Миссис Дьюли шире раскрывала глаза и приглядывалась к Кемблу. Где-то внизу вздыхал опрокинутый поезд викария. Приливали сумерки, затопляли кровать Кембла, и скоро на поверхности плавал – торчал из-под одеяла – только упрямый квадратный башмак (башмаков Кембл не согласился снять ни за что). С квадратной уверенностью говорил – переваливался Кембл, и все у него было непреложно и твердо: на небе закономерный Бог; величайшая на земле нация – британцы; наивысшее преступление в мире – пить чай, держа ложечку в чашке. И он, Кембл, сын покойного сэра Гарольда Кембла, не мог же он работать, как простой рабочий, или кого-нибудь просить, – ведь ясно же это?
– …Платили долги сэра Чарльза, прадеда. Платил дед, потом отец – и я. Я должен был заплатить, и я продал последнее имение, и я заплатил все.
– И голодали?
– Но ведь я же говорил, ясно же, не мог же я… – Кембл обиженно замолкал.
А миссис Дьюли – она была без пенсне – нагибалась ниже и видела: верхняя губа Кембла по-ребячьи обиженно нависала. Упрямый подбородок – и обиженная губа: это было так смешно и так… Взять вот и погладить:
«Ну-у, миленький, не надо же, какой смешной…»
Но вместо этого миссис Дьюли спрашивала:
– Надеюсь, вам сегодня лучше, Кембл? Не правда ли: вы уже свободно двигаете рукой? Вот подождем, что завтра скажет доктор…
Утром приходил доктор, в сюртуке, робкий и покорный, как кролик.
– Что ж, натура, натура – самое главное. Извините: у вас великолепная натура… – бормотал доктор, смотрел вниз, в сумочку с инструментами, и в испуге ронял ее на пол, когда в комнату с шумом и треском вторгался адвокат О’Келли.
От ирландски-рыжих волос О’Келли и от множества его размахивающих рук в комнате сразу становилось пестро и шумно.

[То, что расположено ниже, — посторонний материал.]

PR #264, opened 2023-01-19
Reversed upload order for images

JoarSabel:
Reversed the list of images to be uploaded so that they don't come out in the wrong order on the webpage. Seems to work at least when testing locally. 

This should not mess with the pre-existing albums that were uploaded in reverse order to compensate for the fault in question.


JoarSabel:
Changed it to reverse the image archive if the year is not 2022, since images from that year are uploaded in reverse in order to be correct. Also some stray migration in there that just hadnt been committed?

PR #269, opened 2023-01-19
Add a length limit to event text inputs

### LINKED ISSUE #268: fix: No input limit on events signup fields
Add a limit on input size for the events signup form. 

A server side check is critical but client side validation may be nice to have.

jaspnas:
Fixes #268 .


andreedd (approved):
Yeah nice this should fix it!

PR #272, opened 2023-01-20
Fixed issue: #267

### LINKED ISSUE #267: fix: Don't show event member limit if the isn't one
Website currently shows members limit for an event if there isn't a limit on the number of participants.
Change this to hide members limit if this is the case

image

Endorias:
changed "Ingen Begränsning" instead of 0 when there isn't a specified amount of participants 

Issue number #267


andreedd (commented):
Looks good, seems to be merge conflicts atm, so if you want to merge latest develop and fix those :D

Endorias:
I added an empty line by accident to members it seems (nothing to do with the fixed issue) and didn't notice it when committing. Should be fine now?

PR #283, opened 2023-01-26
Add Jet-dashboard to admin page

JoarSabel:
Implemented Jet-dashboard for the `/admin` page, this should probably be tested a bit more thoroughly. Maybe we use Styssen as test-animals?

– Ну, что же, Кембл, уже починились? Ну, конечно, конечно. Ведь у вас, англичан, головы из особенного материала. Результат бокса. Вы боксировали? Немного? Ну вот, ну вот…
Напестрив и нашумев, только под самый конец О’Келли замечал, что у него расстегнут жилет и что пришел он, в сущности, по делу: владелец автомобиля готов был немедленно же уплатить Кемблу сорок фунтов.

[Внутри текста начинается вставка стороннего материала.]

PR #286, opened 2023-02-03
Update dependencies

### LINKED ISSUE #261: fix: Update dependencies
Dependencies are out of date. 

Python, Django and Postgres should be updated, probably Redis too. 

The code probably need to be changed quite a bit because of deprecation. There should also be a script to upgrade the Postgres database. 

Also a good idea to update the documentation to make it easier for future contributors to manage and update dependencies.

jaspnas:
# WIP PR for updating dependencies

Update for dependencies of the project

Closes #261 

### Things to do:

- [x] Update Python to 3.11
- [x] Move to alpine to reduce size of web container
- [x] Update Postgres to v15.x
- [x] Make a script to update the database automatically
- [x] Update Redis to version 7 and switch to the alpine image. 
- [x] Update Django to version 4.x
- [x] Update code to replace stuff deprecated in Django 4.0
- [x] Bump other python packages
- [x] Fix websocket or re-add asgiref lock

### The following things will need testing:

- [x] The database update script (Critical as this can lead to data loss)
- [x] Stability
- [x] Functionality of code that has been updated


jaspnas:
The database update script has not yet had much testing. It should at this point NOT be considered 100% stable.

jaspnas:
The update broke some language middleware stuff using the deprecated translation.LANGUAGE_SESSION_KEY. The middleware does not currently seem to have any effect on the website but probably will if we decide to enable translation. 

Does this need to be fixed in this PR or should I create a separate issue?

Django also throws a bunch of warnings: https://gist.github.com/jaspnas/f4220fc96493ab2de398a514a6bbd7f1

requirements.txt
```diff
@@ -1,5 +1,5 @@
-Django==3.1.13
-asgiref==3.2.10
```
andreedd, line 2: I have a small memory that something about the live attendance list at events broke at a certain version of asgiref & channels. We will probably have to test the websocket again and/or make changes to it. Or remove it or something :D

andreedd:
> The database update script has not yet had much testing. It should at this point NOT be considered 100% stable.

Probably best to also run the script at a populated DB at our QA server before. 👍

andreedd:
> The update broke some language middleware stuff using the deprecated translation.LANGUAGE_SESSION_KEY. The middleware does not currently seem to have any effect on the website but probably will if we decide to enable translation.
> 
> Does this need to be fixed in this PR or should I create a separate issue?
> 
> Django also throws a bunch of warnings: https://gist.github.com/jaspnas/f4220fc96493ab2de398a514a6bbd7f1

Let's fix this in another PR and issue. Probably best to fix this while actually implementing the translations

jaspnas:
> > The database update script has not yet had much testing. It should at this point NOT be considered 100% stable.
> 
> Probably best to also run the script at a populated DB at our QA server before. +1

I will still try to add some checks to the script that should lessen the risk of data loss if the container fails. It is not setup to delete the generated database dump so the critical part is the generation of the database dump.

requirements.txt
jaspnas: Websocket does indeed not seem to be working. I will look into that, added to PR tasks.

jaspnas: Websockets should now work, I added daphne as an additional requirement.

jaspnas:
I have added a check to the script that should prevent data loss from the container failing to start. 

PR should be mostly feature complete, marking ready for review even though it still needs testing

nDny:
We will most likely need to do add this to our settings with the Django 4.0 changes:
https://docs.djangoproject.com/en/4.1/ref/settings/#std-setting-CSRF_TRUSTED_ORIGINS

andreedd:
> We will most likely need to do add this to our settings with the Django 4.0 changes: https://docs.djangoproject.com/en/4.1/ref/settings/#std-setting-CSRF_TRUSTED_ORIGINS

Yes a CSRF_TRUSTED_ORIGINS = ORIGINS_LIST_VARIABLE was needed

update-postgres.sh
```diff
@@ -0,0 +1,71 @@
...
+fi
+
+# Check if the required environment variables are set
+if [ -z "$DATE_POSTGRESQL_VERSION" ] || [ -z "$DATE_DB_PORT" ] || [ -z "$DATE_DB_PASSWORD" ]; then
+  echo "Error: Required environment variables are not set"
+  exit 1
+fi
+
+# Make sure website is stopped
+docker compose down && sleep 15 && docker-compose up db -d
```
andreedd: Our server still runs an old version of Docker and "docker compose" will need to be switched to "docker-compose"

jaspnas: Should be fixed in latest commit

example.env
```diff
@@ -33,6 +36,9 @@ export DEFAULT_FROM_EMAIL='admin@datateknologerna.org'
 # Allowed hosts
 export ALLOWED_HOSTS='["0.0.0.0", "127.0.0.1", "localhost"]'
 
+# Allowed origins for csrf
+export ALLOWED_ORIGINS='["https://localhost", "http://localhost"]'
```
jaspnas, line 40: Should this be set to something else by default?

andreedd: I think it can actually be set to an empty list during development, e.g. []

andreedd: Might be wrong but

jaspnas: IIRC it should work with the empty list in development.

I was thinking of having the default values work an example as I don't think they have any effect in development.

andreedd (commented):
Yes

andreedd (approved):
Should work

Кембл не удивлен был нимало:
– О, я был уверен…
Он попросил только перо и бумагу и на узком холодновато-голубом конверте миссис Дьюли написал чей-то адрес.
Через два дня пришел ответ. И когда Кембл читал – миссис Дьюли опять вспомнила о пенсне: вдруг вот сейчас занадобилось пенсне, беспокойно обшаривала комнату в десятый раз.
– Надеюсь, вам пишут хорошее. Я видела – почерк женский… – Миссис Дьюли усиленно рылась в аптечном шкафчике.
– О, да, от матери. Я писал о деньгах. Теперь она сможет устроиться прилично.
Миссис Дьюли захлопнула шкафчик:
– Вы не поверите – я так рада, так страшно за нее рада! – Миссис Дьюли была рада в самом деле, это было видно, на щеках опять был румянец.
За завтраком миссис Дьюли, глядя куда-то мимо викария – может быть, на облака, – вдруг неожиданно улыбнулась.
– Вы в хорошем настроении сегодня, дорогая… – викарий показал две золотых коронки. – Вероятно, ваш пациент наконец поправляется?
– О да, доктор думает, в воскресенье ему можно будет выйти…
– Ну вот и великолепно, вот и великолепно! – викарий сиял золотом всех восьми коронок. – Наконец-то мы опять заживем правильной жизнью.
– Да, кстати, – нахмурилась миссис Дьюли. – Когда же будет готово мое пенсне? Нельзя ли к воскресенью?